# American Style Street Lights



## Rod Fearnley (Jan 2, 2008)

Guys I want to make some street lights, using LED's. I managed to make some with round globes that looked quite good. But, I would like to make some with the Boulevard type Glass tops. I have seen them all over the States.

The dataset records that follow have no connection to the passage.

Issue #2286, opened 2021-08-09
Notebooks: add deadman checks to the alerts panel


juliajames12:
We would like to lowercase the list of condition options and add the "missing for longer than" option which would create a deadman alert.

Current:
![Screen Shot 2021-08-09 at 11.54.35 AM.png](https://images.zenhubusercontent.com/6058abb75f3c06c1d25467ae/fe6c2a39-72de-4493-b7b9-6b7834a6d3a0)

New:
![Screen Shot 2021-08-09 at 11.54.45 AM.png](https://images.zenhubusercontent.com/6058abb75f3c06c1d25467ae/733240f6-5bd2-4311-8c45-117a77d3a8ec)

Deadman alert:
![Screen Shot 2021-08-27 at 2.06.31 PM.png](https://images.zenhubusercontent.com/6058abb75f3c06c1d25467ae/6ead5c9d-aac8-4183-944c-e606e0a0d2e8)

Docs for deadman alert: https://docs.influxdata.com/influxdb/v2.0/reference/flux/stdlib/monitor/deadman/#detect-if-a-host-hasnt-reported-in-the-last-five-minutes

### Acceptance 

- All options are lowercase
- "missing for longer than" is available to choose from
- "missing for longer than" creates a deadman alert and uses a time input

drdelambre:
i did the capitalization part separately to focus the bulk of the work here

drdelambre:
recap from meeting: it makes no sense to have a threshold and deadman check on the same alert. somehow, from the text of this dropdown, the user should understand that, and we'll cross that bridge when we hit it.

the intent is to not gate the experience on whether or not the user understands what a deadman check is, so no "choose a threshold or choose a deadman" before the dropdown shows up, no "click here to read docs about the difference", no "i hope you read a blog before showing up".... just give them some options. we can worry about any validation _after_ we have some data about if and how people are mixing these up.

Asalem1:
Blocked for me due to dev environment remocal issues. WIll mark as unblocked once those get sorted

PR #2317, opened 2021-08-11
feat: alert condition capitalization

drdelambre:
this is the easy part #2286 so i can rename the issue to focus on adding deadman checks


Asalem1 (approved):
game changer

PR #2367, opened 2021-08-13
refactor: replace moment toISOString from the DatePicker.tsx

### LINKED ISSUE #2366: Replace moment in Datepicker
A final issue to replace moment in DatePicker. Remove, `toISOString` , `format` and `isValid` etc.

ChitlangeSahas:
Closes #2366
Part of #1844

Removes moment from `DatePicker`.

### DIFF
--- a/src/shared/utils/dateTimeUtils.test.ts
+++ b/src/shared/utils/dateTimeUtils.test.ts
@@ -1,4 +1,4 @@
-import {addDurationToDate} from './dateTimeUtils'
+import {addDurationToDate, isISODate} from './dateTimeUtils'
 
 // July 4th, 1983, 20:00:00 UTC ===> 1983-07-04T20:00:00.000Z
 const timestamp = 426196800000
@@ -32,5 +32,17 @@ describe('incrementDate', () => {
     const futureDate = addDurationToDate(new Date(timestamp), -1, 'd')
 
     expect(futureDate.toISOString()).toBe('1983-07-03T20:00:00.000Z')
+  })
+})
+
+describe('isISODate', function() {
+  it('should return true for a valid ISO date format', function() {
+    expect(isISODate('1983-07-03T20:00:00.000Z')).toBeTruthy()
+  })
+  it('should return false for an invalid ISO date format', function() {
+    expect(isISODate('1983-07-03A20:00:00.000')).toBeFalsy()
+  })
+  it('should return false for an empty string', function() {
+    expect(isISODate('')).toBeFalsy()
   })
 })
--- a/src/shared/utils/dateTimeUtils.ts
+++ b/src/shared/utils/dateTimeUtils.ts
@@ -46,6 +46,7 @@ export function addDurationToDate(
 // checks whether the passed date is ISO format
 // see: https://stackoverflow.com/a/52869830
 export function isISODate(dateString: string): boolean {
+  // this regex tests the input string for the ISO format, YYYY-MM-DDTHH:mm:ss.sssZ
   if (!/\d{4}-\d{2}-\d{2}T\d{2}:\d{2}:\d{2}.\d{3}Z/.test(dateString)) {
     return false
   }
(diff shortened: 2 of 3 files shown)


ui-ci-bot-influx:
Metric | Score | Level
seo | 90 | :green_circle:
pwa | null | :hankey:


[Compare your scores with master branch](https://influxdb.aws.influxdata.io/orgs/844910ece80be8bc/dashboards/073c4b95f1089000?lower=now%28%29%20-%202d&vars%5Blighthouse_score_branch%5D=2367)

src/shared/utils/dateTimeUtils.ts
```diff
@@ -42,3 +42,12 @@ export function addDurationToDate(
     }
   }
 }
+
+// checks whether the passed date is ISO format
+export function isISODate(dateString: string): boolean {
+  if (!/\d{4}-\d{2}-\d{2}T\d{2}:\d{2}:\d{2}.\d{3}Z/.test(dateString)) {
```
hoorayimhelping, line 48: a couple of questions about this regex

- if you found this somewhere on the internet, can you make a comment that links to the page that created it?

- is it necessary? what does this provide over doing

 ```ts
return date.toISOString() === dateString
```

File: src/shared/utils/dateTimeUtils.test.ts [hunk 2]
```diff
@@ -34,3 +34,15 @@ describe('incrementDate', () => {
     expect(futureDate.toISOString()).toBe('1983-07-03T20:00:00.000Z')
   })
 })
+
+describe('isISODate', function() {
```
hoorayimhelping, line 38: :+1: nice!

hoorayimhelping (commented):
nice. I had a question about the regex validation

src/shared/utils/dateTimeUtils.ts
ChitlangeSahas: Yes! I found it on the stack overflow and I'll link it 👍 

Why its necessary over date.toISOString === dateString ? : 
* the input to the function is dynamic, because its coming from the text input field, and until the input is valid, the `Date()` parsing crashes, and that makes the function not return a valid boolean. So I needed to add a layer that checks for valid ISO string.

jrenee42: can you please also put in a comment that explains (in english....with a valid example) of what the regex is trying to validate.  (i find them hard to read and easy to get wrong; so an explanation helps making sure everything is good)

ChitlangeSahas: For sure I can!

ChitlangeSahas: Update: i ended up discarding the regex idea and wrapped the `new Date()` in a try catch, so that when it crashes the function catches that and returns false. My regex solution was only partially correct because there are more than one valid ISO formats.

hoorayimhelping: cool, that is what I probably would have ended up recommending anyway. Regexes, while very powerful, are often full of non-obvious edge cases that have to be discovered over time (just read over some of the comments on SO posts that have regexes - there's almost always a history of comments saying "this doesn't work for [specific edge case]." This way, we let the JavaScript engine do all the work for us

src/shared/utils/dateTimeUtils.ts
```diff
@@ -42,3 +42,13 @@ export function addDurationToDate(
     }
   }
 }
+
+// checks whether the passed date is ISO format
+export function isISODate(dateString: string): boolean {
+  try {
+    const date = new Date(dateString)
+    return date.toISOString() === dateString
+  } catch (error) {
```
hoorayimhelping, line 51: not a big deal or worth fixing up since it's irrelevant, but I think if you're not going to make use of `error` you can just do:

```ts
try {
  const date = new Date(dateString)
  return date.toISOString() === dateString
} catch {
  return false
}
```

hoorayimhelping (approved):

src/shared/utils/dateTimeUtils.ts
ChitlangeSahas: Ahh! I tried leaving it like this: 
```
} catch() {
  return false
}
```
and it didn't work, I see, I need no parenthesis. I'll keep that in mind for the future 👍

PR #2385, opened 2021-08-16
fix: some notebooks sidebar toggling issues, default names for notebooks and export as alert task stuff

### LINKED ISSUE #2210: Notebooks: flowSidebar: Clicking the Functions button should collapse the functions list
I think this interaction should be improved. I think it can be summarized as follows:

- clicking the functions button should toggle the functions list. This seems to work for opening it up, but not for closing it.
- clicking the three dots menu should always open the menu on first click. currently, if you click the functions button, then the three dots, nothing happens. you need to click it again.
- clicking the three dots shouldn't close the functions list. Since we have a dedicated button for the functions list, this feels unnecessary. 

Kapture 2021-08-02 at 14 05 45

### LINKED ISSUE #2370: Notebooks: Updates to Export as Task naming and placement and Check Every and Offset placement
We'd like to make the following tweaks to the placement and naming:

- Rename "Export as Task" to "Export as Alert Task"
- Move the "Export as Alert Task" button to be in the bottom right corner of the alert panel
- Move Check Every and Offset fields to be below the conditions

### LINKED ISSUE #2380: Notebooks: Update to auto-populating Notebooks title
We'd like to update the auto-populated for all notebooks to use the name "Untitled Notebook". Since we've added metadata to the notebook list items, the current auto-populated name that includes the time the document was created is redundant. "Untitled ____" is also commonly used for auto-populating the name of a document. 

Current auto-populated name:

New auto-populated name:

Asalem1:
Closes #2210
Closes #2370 
Closes #2380 

notebooks-stuff


src/flows/pipes/Schedule/ExportTaskButton.tsx
```diff
@@ -33,17 +34,19 @@ const ExportTaskButton: FC<Props> = ({generate}) => {
     })
   }
 
+  const text = `Export as${alert ? ' Alert' : ''} Task`
```
Asalem1, line 37: this feels wrong

ui-ci-bot-influx:
Metric | Score | Level
seo | 90 | :green_circle:
pwa | null | :hankey:


[Compare your scores with master branch](https://influxdb.aws.influxdata.io/orgs/844910ece80be8bc/dashboards/073c4b95f1089000?lower=now%28%29%20-%202d&vars%5Blighthouse_score_branch%5D=2385)

src/flows/pipes/Schedule/ExportTaskButton.tsx
drdelambre: totally does. why not just pass in the `text` to the component? it should be more flexible than a boolean in case we decide to add more export task types

Asalem1: totally. I was thinking of trying to use the ID to identify whether it should render one string or another. The consideration there is that the title of the overlay should also change to Alert Task rather than Task right? Unless we wanna follow that pattern and have the title of the overlay controlled by a parent passing in a prop?

drdelambre: i mean you're injecting a lot of context into this button that it doesn't really need right? you're forcing it to have a concept of an alert, and a task, and whatever else comes down the pipe, when it's not doing anything with those concepts. instead, it'd be cleaner to say "you are a button and you display text" and have the parent push in whatever text needs to show up here.

drdelambre (approved):

PR #2391, opened 2021-08-17
feat: tokens accordion for buckets and telegrafs

### LINKED ISSUE #1925: Tokens: Buckets and Telegraf configs have expandable accordions with individual configuration options
Both Buckets and Telegraf config resources have expandable accordions that have individual configuration options.  
If the header level is clicked, then the individual levels are all clicked.

Palakp41:
Closes #1925 

Kapture 2021-08-17 at 13 24 10


src/authorizations/components/redesigned/CustomApiTokenOverlay.tsx
```diff
@@ -9,13 +9,19 @@ import {
...
 } from '@influxdata/clockface'
 
+import ResourceAccordion from './ResourceAccordion'
+
 interface OwnProps {
   onClose: () => void
 }
 
 export const CustomApiTokenOverlay: FC<OwnProps> = props => {
+  const resources = ['telegrafs', 'buckets']
```
Palakp41, line 24: FYI: Resources hardcoded right now but will change in a different issue, where we will use the api to get these resources.

ui-ci-bot-influx:
Metric | Score | Level
seo | 90 | :green_circle:
pwa | null | :hankey:


[Compare your scores with master branch](https://influxdb.aws.influxdata.io/orgs/844910ece80be8bc/dashboards/073c4b95f1089000?lower=now%28%29%20-%202d&vars%5Blighthouse_score_branch%5D=2391)

src/authorizations/components/redesigned/ResourceAccordion.tsx
```diff
@@ -0,0 +1,154 @@
...
+
+interface OwnProps {
+  resources: string[]
+}
+interface State {
+  permissions: any
+}
+interface StateProps {
+  telegrafPermissions: any
+  bucketPermissions: any
```
hoorayimhelping, line 34: do we have any tickets to address the `any` types here? should we?

src/authorizations/components/redesigned/ResourceAccordion.tsx
```diff
@@ -0,0 +1,154 @@
...
+        buckets: props.bucketPermissions,
+      },
+    }
+  }
+
+  public render() {
+    const {resources} = this.props
+    const {permissions} = this.state
+
+    if (resources) {
```
hoorayimhelping, line 67: stylistic nit: it's probably simpler and easier to follow if we invert this and do

```ts
if (!resources) {
  return null
}
```
and then have the `resources.map` be the default codepath

src/authorizations/components/redesigned/ResourceAccordion.tsx
```diff
@@ -0,0 +1,154 @@
...
+  const buckets = getAll<Bucket>(state, ResourceType.Buckets)
+  const bucketPermissions = {}
+  buckets.forEach(b => {
+    bucketPermissions[b.id] = {
+      id: b.id,
+      orgID: b.orgID,
+      name: b.name,
+      permissions: {read: false, write: false},
+    }
+  })
```
hoorayimhelping, line 149: what do you think about changing `t` to ~`token`~ `telegraf` and `b` to `bucket`?

TCL735:
This is good except for the two possibly CSS-related issues that I DM'ed you about regarding the flickering and inconsistent clickable area that expands the bar.

TCL735 (approved):

TCL735:
> This is good except for the two possibly CSS-related issues that I DM'ed you about regarding the flickering and inconsistent clickable area that expands the bar.

They could also be isolated to Clockface components, which should be addressed there.

src/authorizations/components/redesigned/ResourceAccordionBody.tsx
```diff
@@ -0,0 +1,90 @@
...
+  const {resourceName, permissions, onToggle, title} = props
+
+  const handleReadToggle = id => {
+    onToggle(resourceName, id, PermissionType.Read)
+  }
+  const handleWriteToggle = id => {
+    onToggle(resourceName, id, PermissionType.Write)
+  }
+
+  const accordionBody = telegraf => (
```
hoorayimhelping, line 35: can this function definition be pulled outside of the component so that it's only defined once, but called on every render? I don't think it needs to be re-defined every render call, right?

edit: looks like it depends on `handleReadToggle` and `handleWriteToggle` which depend on `resourceName`, so if those two functions are changed to have `id` *and* `resourceName` be arguments, I think we can pull all three function definitions out of the render function.

i don't even know how much more efficient is is, but it seems like it couldn't hurt

src/authorizations/components/redesigned/ResourceAccordionHeader.tsx
```diff
@@ -0,0 +1,118 @@
...
+}
+
+export const ResourceAccordionHeader: FC<OwnProps> = props => {
+  const {resourceName} = props
+  const readToggle = () => {
+    const {permissions} = props
+    let tag = true
+    if (permissions && Object.keys(permissions).length > 0) {
+      Object.keys(permissions).map(key => {
+        permissions[key].permissions.read === true
```
hoorayimhelping, line 29: if I understand this correctly - we're trying to get the value of all permissions in the accordion and if they're all `true`, set the header as `true`, right?

i think `some` is the most appropriate function here. https://developer.mozilla.org/en-US/docs/Web/JavaScript/Reference/Global_Objects/Array/some.

>`some` tests whether at least one element in the array passes the test implemented by the provided function. It returns true if, in the array, it finds an element for which the provided function returns true; otherwise it returns false. It doesn't modify the array. 

```ts
tag = !Object.keys(permissions).some(key => permissions[key].permissions.read === false)
```

if it finds one instance of `read` equal to false, `some` passes the check and returns `true`. we negate the call (`!Object.keys...`), so if `false` is found, we'll actually set the value of `tag` to false and vice versa if it's not found.

src/authorizations/components/redesigned/ResourceAccordionHeader.tsx
```diff
@@ -0,0 +1,118 @@
...
+          ? tag === false
+            ? (tag = false)
+            : (tag = true)
+          : (tag = false)
+      })
+    } else {
+      tag = false
+    }
+    return tag ? true : false
```
hoorayimhelping, line 38: can just do

```ts
return tag
```
since it returns the boolean value of `tag`

src/types/tokens.ts
```diff
@@ -0,0 +1,4 @@
+export enum PermissionType {
+  Read = 'read',
+  Write = 'write'
+}
```
hoorayimhelping, line 4: we'll want a newline here. https://unix.stackexchange.com/a/18789/30757

hoorayimhelping (commented):
hey nice work! have some suggestions to make the code a little bit simpler / easier to follow

src/authorizations/components/redesigned/ResourceAccordion.tsx
Palakp41: Yes, we should. I created types for these

src/authorizations/components/redesigned/ResourceAccordion.tsx
Palakp41: good one :)

src/authorizations/components/redesigned/ResourceAccordion.tsx
Palakp41: Actually, I am going to create a type for this in a different ticket. This is a bit more complicated, and kind of depends on rest of the resources to be implemented.

src/authorizations/components/redesigned/ResourceAccordionBody.tsx
Palakp41: Good question, I think `handleReadToggle` and `handleWriteToggle` are onChange handlers, which means it only provides with the `value` of the toggle when called. I will still need handlers in this component to get the value of toggle clicked, then I can execute the functions that we moved out with `id` and `resourceName`. What do you think?

hoorayimhelping: it's up to you. I think this is a micro-optimization at this point, more just a general question on how to do things

hoorayimhelping (approved):

PR #2394, opened 2021-08-18
feat: onscroll handle notebooks presets

ShmuelLotman:
Closes #

Makes the scroll all purdy for the notebooks presets and removes the flag so that this can be a first class feature

### DIFF
--- a/cypress/e2e/shared/flows.test.ts
+++ b/cypress/e2e/shared/flows.test.ts
@@ -295,7 +295,7 @@ describe('Flows', () => {
     cy.getByTestID('nav-item-flows').click()
     cy.reload()
     cy.getByTestID('tree-nav').should('be.visible')
-    cy.getByTestID('resource-editable-name').should('be.visible')
+    cy.getByTestID('resource-editable-name').should('exist')
     cy.getByTestID('resource-editable-name').click()
 
     // visualizations should not exist
@@ -365,7 +365,7 @@ describe('Flows', () => {
     cy.getByTestID('nav-item-flows').click()
     cy.reload()
     cy.getByTestID('tree-nav').should('be.visible')
-    cy.getByTestID('resource-editable-name').should('be.visible')
+    cy.getByTestID('resource-editable-name').should('exist')
     cy.getByTestID('resource-editable-name').click()
 
     // visualizations should exist
--- a/src/flows/components/FlowsIndex.tsx
+++ b/src/flows/components/FlowsIndex.tsx
@@ -22,38 +22,59 @@ import {isFlagEnabled} from 'src/shared/utils/featureFlag'
 
 import 'src/flows/components/controlSearchBar.scss'
 
-const fadeOutOnScroll = element => {
-  const header = document.getElementsByClassName('cf-page-header')[0]
-  if (!element || !header) {
-    return
-  }
-
-  const distanceToTop =
-    window.pageYOffset +
-    element.getBoundingClientRect().top +
-    header.getBoundingClientRect().top
-  const elementHeight = element.offsetHeight
-  const scrollTop = document.documentElement.scrollTop
-
-  let opacity = 1
-
-  if (scrollTop > distanceToTop) {
-    opacity = 1 - ((scrollTop - distanceToTop) / elementHeight) * 1.8
-  }
-
-  if (opacity >= 0) {
-    element.style.opacity = opacity
-  }
-}
-
-function scrollHandler() {
-  const elem = document.getElementById('presetContainer')
-  if (elem) {
-    fadeOutOnScroll(elem)
-  }
-}
-
 const FlowsIndex = () => {
+  const [showButtonMode, setShowButtonMode] = useState(false)
+
+  const fadeOutOnScroll = element => {
+    const header = document.getElementsByClassName('cf-page-header')[0]
+    if (!header) {
+      return
+    }
+
+    const distanceToTop =
+      window.pageYOffset + element.getBoundingClientRect().top
+    const elementHeight = element.offsetHeight
+    const scrollTop = document.documentElement.scrollTop
+
+    console.log(
+      'distance:',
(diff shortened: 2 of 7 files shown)


ui-ci-bot-influx:
Metric | Score | Level
seo | 90 | :green_circle:
pwa | null | :hankey:


[Compare your scores with master branch](https://influxdb.aws.influxdata.io/orgs/844910ece80be8bc/dashboards/073c4b95f1089000?lower=now%28%29%20-%202d&vars%5Blighthouse_score_branch%5D=2394)

cypress/e2e/shared/flows.test.ts
```diff
@@ -295,7 +295,7 @@ describe('Flows', () => {
     cy.getByTestID('nav-item-flows').click()
     cy.reload()
     cy.getByTestID('tree-nav').should('be.visible')
-    cy.getByTestID('resource-editable-name').should('be.visible')
+    cy.getByTestID('resource-editable-name').should('exist')
```
genehynson, line 298: why was this changed required?

ShmuelLotman: because in the slimmed down cypress window its not visible due to the box of the presets, so we need it to _be_ there,but being visible wasn't possible

src/flows/components/FlowsIndex.tsx
```diff
@@ -61,32 +107,62 @@ const FlowsIndex = () => {
...
     >
-      <PageHeader fullWidth={false}>
+      <PageHeader
+        fullWidth={false}
+        className={`${showButtonMode && 'withButtonHeader marginHeader'}`}
+      >
         <Page.Title title={PROJECT_NAME_PLURAL} />
+        {showButtonMode && (
+          <>
+            <PresetFlows buttonMode={showButtonMode} />
```
drdelambre, line 117: why are the concept of "buttonMode" bleeding between these components? since it's already in a boolean conditional, just conditionally render something else

src/flows/components/FlowsIndex.tsx
```diff
@@ -61,32 +107,62 @@ const FlowsIndex = () => {
...
-          {!isFlagEnabled('presetFlows') && <FlowCreateButton />}
-        </Page.ControlBarRight>
-      </Page.ControlBar>
-      <Page.Contents scrollable={true}>
-        {isFlagEnabled('presetFlows') && <PresetFlows />}
-        <FlowCards flows={flowList} search={search} />
-      </Page.Contents>
+      <DapperScrollbars onScroll={scrollHandler} id="scrollFlows">
+        <Page.Contents fullWidth={false} id="fadebox" ref={fadingBoxRef}>
+          <PresetFlows buttonMode={false} />
```
drdelambre, line 142: surprised this didn't trip up the linter. remove this prop

src/flows/components/FlowsIndex.tsx
```diff
@@ -61,32 +107,62 @@ const FlowsIndex = () => {
...
+          <Page.ControlBar fullWidth={false}>
```
drdelambre, line 143: is fullWidth explicitly true? if not, remove this one as well

src/flows/components/PresetFlows.tsx
```diff
@@ -17,17 +17,53 @@ const PresetMap = {
...
+  ) : (
     <Grid>
       <Grid.Row>
         <Grid.Column
           widthXS={Columns.Twelve}
           widthSM={Columns.Eight}
           widthMD={Columns.Ten}
         >
-          <div className="flows-index--presetContainer">
+          <div id="presetContainer" className="flows-index--presetContainer">
```
drdelambre, line 66: dont use ids in react, it causes weird shit to happen. if you need to access something directly, use a ref

src/flows/components/FlowsIndex.tsx
```diff
@@ -61,32 +107,62 @@ const FlowsIndex = () => {
       titleTag={pageTitleSuffixer([PROJECT_NAME_PLURAL])}
       testID="flows-index"
     >
-      <PageHeader fullWidth={false}>
+      <PageHeader
+        fullWidth={false}
+        className={`${showButtonMode && 'withButtonHeader marginHeader'}`}
```
drdelambre, line 112: i didn't realize you created both of these classes. merge their definitions and get rid of one

drdelambre (changes requested):
keep it in a flag until it's live

cypress/e2e/shared/flows.test.ts
genehynson: how does the next line work then? Cypress' `.click()` only works if the element is visible

ShmuelLotman: it works even if its off screen, as far as i could see and local testing bore out that its ok

genehynson: huh ok! cypress must have changed that behavior then

src/flows/components/FlowsIndex.tsx
ShmuelLotman: yeah it looks like it is unfortunately

src/flows/components/PresetFlows.tsx
ShmuelLotman: this was a floating id, thanks for pointing this out, removing it. It wasn't actually doing anything

src/flows/components/controlSearchBar.scss
```diff
@@ -0,0 +1,40 @@
+.cf-page-control-bar--fixed {
+  padding: 0px !important;
+}
+
+.flows-index--presetButtons {
+  animation: fadeIn 0.5s;
+  -webkit-animation: fadeIn 0.5s;
```
drdelambre, line 7: i dont think you need these browser specific rules as the browser wars are over and any rubble that remains should be added by our css parser.

drdelambre (approved):

PR #2411, opened 2021-08-18
test: fix cypress tsconfig

genehynson:
Found that we should be scanning all .ts files in sub-directories in our cypress ts-config

### DIFF
--- a/cypress/tsconfig.json
+++ b/cypress/tsconfig.json
@@ -15,6 +15,6 @@
   "include": [
     "../node_modules/cypress/**/*",
     "../node_modules/@types/chai/*",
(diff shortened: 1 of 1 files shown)


TCL735 (approved):

hoorayimhelping:
is this for typechecking test files to avoid things like missing  a `return` in a promise?

genehynson:
> is this for typechecking test files to avoid things like missing a `return` in a promise?

I don't think we have that specific linting rule turned on. This just fixes an issue I was experiencing in my IDE where everything that started with `cy.` was underlined in red.

PR #2421, opened 2021-08-19
fix: wait for root page to load before continuing test

genehynson:
Still trying to hunt down the cause for the timeouts during the initial UI page load in CI. The /api/v2/me requests are being aborted which means that we're navigating away from the root page prematurely. And because the request is aborted, the auth flows gets screwed up which causes the infinite spinner.

Going to try and wait for the page to load after the initial `cy.visit('/')` to see if that helps. I also cleaned up the handling of promises in the loginViaDex function

### DIFF
--- a/cypress/support/commands.ts
+++ b/cypress/support/commands.ts
@@ -113,7 +113,6 @@ export const loginViaDex = (username: string, password: string) => {
                 })
                 .then(() => {
                   cy.visit('/')
-                  // cy.getCookie('session').should('exist')
                   cy.location('pathname').should('not.eq', '/signin')
                   return cy.getByTestID('tree-nav')
                 })
--- a/cypress/support/commands.ts
+++ b/cypress/support/commands.ts
@@ -87,33 +87,38 @@ export const loginViaDex = (username: string, password: string) => {
           followRedirect: false,
           method: 'GET',
         })
-        .then(secondResp => {
-          cy.request({
-            url: Cypress.env(DEX_URL_VAR) + secondResp.headers.location,
-            method: 'POST',
-            form: true,
-            body: {
-              login: username,
-              password: password,
-            },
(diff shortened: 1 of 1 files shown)


cypress/support/commands.ts
```diff
@@ -87,33 +87,38 @@ export const loginViaDex = (username: string, password: string) => {
...
+                .request({
+                  url: thirdResp.redirectedToUrl,
+                  followRedirect: true,
+                  form: true,
+                  method: 'POST',
+                  body: {req: req, approval: 'approve'},
+                })
+                .then(() => {
+                  cy.visit('/')
+                  // cy.getCookie('session').should('exist')
```
hoorayimhelping, line 116: might as well remove this line

cypress/support/commands.ts
```diff
@@ -87,33 +87,38 @@ export const loginViaDex = (username: string, password: string) => {
...
+                  cy.location('pathname').should('not.eq', '/signin')
+                  return cy.getByTestID('tree-nav')
```
hoorayimhelping, line 118: this diff is all sorts of wacky. This line is the main change, right?

hoorayimhelping (approved):

cypress/support/commands.ts
genehynson: yeah I also cleaned up the returns - changed ` => {` to `=>`

ui-ci-bot-influx:
Metric | Score | Level
seo | 90 | :green_circle:
pwa | null | :hankey:


[Compare your scores with master branch](https://influxdb.aws.influxdata.io/orgs/844910ece80be8bc/dashboards/073c4b95f1089000?lower=now%28%29%20-%202d&vars%5Blighthouse_score_branch%5D=2421)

Now here is the Crippler, does anybody know where I can buy just these types of Globel/lantern. The lifelike and LGB lamps are too big to my eye. I only want the tops. Any idea's? Perhaps if I could get one, I could cast some with clear resin?


Thanks for any help.


----------



## Pete Thornton (Jan 2, 2008)

You mean like this ?


----------



## Rod Fearnley (Jan 2, 2008)

Not those Pete. The ones that I want to make, have a frosted glass "globe" on top. Looks kind of like an old candy jar or small DQ sundae shape (?) if that helps.


----------



## tmejia (Jan 2, 2008)

Hi Rod,

Do you mean like one of these?










Tommy
Rio Gracie


----------



## Homo Habilis (Jul 29, 2011)

Or perhaps something like > this < ?


----------



## Rod Fearnley (Jan 2, 2008)

That's the one's Tommy. Like this one.


----------



## David Leech (Dec 9, 2008)

Rod,
If you plan on casting some, why not just turn something on a lathe (or drill press) and do just that.
You don't say what scale, and therefor what size you are looking for.
Good luck with the search.
All the best,
David Leech, Delta, Canada


----------



## Gary Armitstead (Jan 2, 2008)

You can still see these in some areas of older Los Angeles. neighborhoods. There were some around the old Glendale, CA station up until just a few years ago. That's the station that was used in the movie "Double Indemnity" with Edward G. Robinson, Barabara Stanwyck and Fred MacMurray.


----------



## Rod Fearnley (Jan 2, 2008)

David, I think that is where I will end up eventually. Making a master on my Unimat lathe then casting them in clear Resin. I was hoping for an easier way though. Ideally 1/29, although i would accept 1/24 or 1/32. 
Yes Gary, i have seen them there, also around Old Town, Kissimmee.
Thanks all.


----------



## tmejia (Jan 2, 2008)

Hi Rod,

Your post and Gary's got me curious about LA street lights.
Found this link from LA Dept of Water and Power

http://http://waterandpower.org/museum/Early_Bureau_of_Power_and_Light_Streetlights.html

It has a lot of pictures of all styles of LA street lights. Here are a couple of the single pole type.




















Tommy
Rio Gracie


----------



## Naptowneng (Jun 14, 2010)

You might investigate O scale items and many times they are much too big for O and sometimes too big for G as well......

For example

http://www.hobbylinc.com/bachmann-operating-streetlights-3-o-scale-model-railroad-street-light-42611

http://www.amazon.com/Williams-Bachmann-Lighted-Street-Lights/dp/B004WUHR7I


Jerry


----------



## Rod Fearnley (Jan 2, 2008)

Tommy the glass "globe" on the top of the pole is what I,m after. As I said,think its a lathe and casting Job. Great pictures, thanks for posting.
I,ll take a lookin the 0 scale catalogue's too. Thanks Jerry.


----------